In step 102, when the intelligent inspection robot drives to a charging area of a target wireless charging station, a horizontal alignment line and a vertical alignment line are obtained by fitting track points of the intelligent inspection robot on the edge of the charging area and target positions of the charging area when the intelligent inspection robot performs mobile charging.
It should be noted that, in the present application, the transmitting coil of the wireless charging station is exemplified by a circle, and in other embodiments, the transmitting coil of the wireless charging station may also be square, where the charging area of the target wireless charging station in the present application may be specifically determined by a circular equation, that is, the center point and the radius of the transmitting coil of the target wireless charging station are located, and the charging area of the target wireless charging station is fitted by the circular equation, where the charging area of the target wireless charging station in the present application indicates the coverage area of the target wireless charging station for charging.
In some embodiments, referring to fig. 3, which is an exemplary flowchart for determining a horizontal alignment line and a vertical alignment line according to some embodiments of the present application, in this embodiment, the fitting of the track points of the intelligent inspection robot on the edge of the charging area and the target positions of the charging area to obtain the horizontal alignment line and the vertical alignment line when the intelligent inspection robot performs mobile charging may be implemented by using the following steps:
Firstly, in step 1021, a track point when the intelligent inspection robot drives to the edge of a charging area of a target wireless charging station and a target point position of the charging area are obtained;
Next, in step 1022, a straight line is drawn between the trajectory point and the target point to intersect the first edge intersection of the charging region;
then, in step 1023, a connection line between the track point and the first edge intersection is used as a horizontal alignment line when the intelligent inspection robot performs mobile charging;
Finally, in step 1024, a straight line perpendicular to the horizontal alignment line is intersected with the second edge intersection point and the third edge intersection point of the charging area, and a connection line between the second edge intersection point and the third edge intersection point is used as a vertical alignment line when the intelligent inspection robot performs mobile charging.
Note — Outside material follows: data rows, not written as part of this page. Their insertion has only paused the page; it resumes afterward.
PR #175, opened 2023-02-27
Rename session to socket session

niceking:
This PR is just a precursor to #174, which switches test-collector-ruby to send upload data via the Upload API rather than the ActionCable websocket for RSpec test suites. 

This PR renames the previous `Session` to `SocketSession` as Minitest is still using the websocket implementation. As PR #174 creates a new `Session` object, the rename was pulled out into a separate PR for clarity of reading PR #174


gchan (approved):
LGTM. Thanks for pulling this change out of the other PR!

blaknite (approved):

When the intelligent patrol robot is driven to the charging area of the target wireless charging station, the track point when the intelligent patrol robot is driven to the edge of the charging area of the target wireless charging station and the target position of the charging area are obtained through the GPS, and in other embodiments, other positioning sensors can be used to obtain the track point when the intelligent inspection robot drives to the edge of the charging area of the target wireless charging station and the target point position of the charging area, which is not limited herein, and it should be noted that the track point in the present application represents the position point when the intelligent inspection robot moves to the edge of the charging area for the first time, and the target point position of the charging area in the present embodiment represents the center point of the charging area.
In this embodiment, the first edge intersection point represents a first point where a straight line intersects the edge of the charging area, the second edge intersection point represents a second point where a straight line intersects the edge of the charging area, and the third edge intersection point represents a third point where a straight line intersects the edge of the charging area.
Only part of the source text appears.